Task objective> Among the entries below, one line contains "PR #2046, opened 2021-03-02" and another contains "I thought this". Transcribe those two lines and every line between them, exactly.

[Dataset extract Boundary: Start]

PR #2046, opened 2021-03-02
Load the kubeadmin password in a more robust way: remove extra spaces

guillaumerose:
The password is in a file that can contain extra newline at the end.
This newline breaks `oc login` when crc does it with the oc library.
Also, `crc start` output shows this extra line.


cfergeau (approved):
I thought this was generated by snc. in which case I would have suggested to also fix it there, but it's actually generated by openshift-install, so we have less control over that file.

[Dataset extract Boundary: End]
[Dataset extract Boundary: Start]

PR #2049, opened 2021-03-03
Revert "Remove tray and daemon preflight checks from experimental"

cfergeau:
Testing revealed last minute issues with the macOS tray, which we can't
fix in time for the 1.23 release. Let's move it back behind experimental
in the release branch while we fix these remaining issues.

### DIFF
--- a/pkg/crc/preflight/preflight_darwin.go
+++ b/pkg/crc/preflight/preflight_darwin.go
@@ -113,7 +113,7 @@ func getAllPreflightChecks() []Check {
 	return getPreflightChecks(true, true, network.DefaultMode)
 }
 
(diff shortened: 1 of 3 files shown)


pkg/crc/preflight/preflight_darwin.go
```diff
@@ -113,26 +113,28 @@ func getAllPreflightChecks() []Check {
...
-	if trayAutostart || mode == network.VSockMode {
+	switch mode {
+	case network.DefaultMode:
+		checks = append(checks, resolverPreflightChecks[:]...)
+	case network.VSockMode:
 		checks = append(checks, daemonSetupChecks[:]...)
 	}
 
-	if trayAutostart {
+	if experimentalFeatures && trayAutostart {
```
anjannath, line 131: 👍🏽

[Dataset extract Boundary: End]

Output of the task>
PR #2046, opened 2021-03-02
Load the kubeadmin password in a more robust way: remove extra spaces

guillaumerose:
The password is in a file that can contain extra newline at the end.
This newline breaks `oc login` when crc does it with the oc library.
Also, `crc start` output shows this extra line.


cfergeau (approved):
I thought this was generated by snc. in which case I would have suggested to also fix it there, but it's actually generated by openshift-install, so we have less control over that file.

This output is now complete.